A geneticist crosses tall pea plants with short pea plants. All the F_1 plants are tall. The F_1 plants are then allowed to self-fertilize, and the F_2 plants are classified by height: 62 tall and 26 short. From these results, the geneticist concludes that shortness in peas is due to a recessive allele (s) and that tallness is due to a dominant allele (S). On this hypothesis, 2/3 of the tall F_2 plants should be heterozygous Ss. To test this prediction, the geneticist uses pollen from each of the 62 tall plants to fertilize the ovules of emasculated flowers on short pea plants. The next year, three seeds from each of the 62 crosses are sown in the garden and the resulting plants are grown to maturity. If none of the three plants from a cross is short, the male parent is classified as having been homozygous Ss; if at least one of the three plants from a cross is short, the male parent is classified as having been heterozygous Ss.
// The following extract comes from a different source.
PR #2108, opened 2023-10-04
chore(rln): add more hardcoded memberhips to static group

alrevuelta:
Description:
* We currently had a hardcoded tree with 100 memberships for the static version of rln.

Using this system of progeny testing, the geneticist concludes that 29 of the 62 tall F_2 plants were homozygous SS and that 33 of these plants were heterozygous Ss.
Using the chi-square procedure, evaluate these results for goodness of fit to the prediction that 2/3 of the tall F_2 plants should be heterozygous.
Informed by what you read in A Milestone in Genetics: Mendel's 1866 Paper (which you can find in the Student Companion site), explain why the geneticist's procedure for classifying tall F_2 plants by genotype is not definitive.
Adjust for the uncertainty in the geneticist's classification procedure and calculate the expected frequencies of homozygotes and heterozygotes among the tall F_2 plants.
Evaluate the predictions obtained in (c) using the chi-square procedure.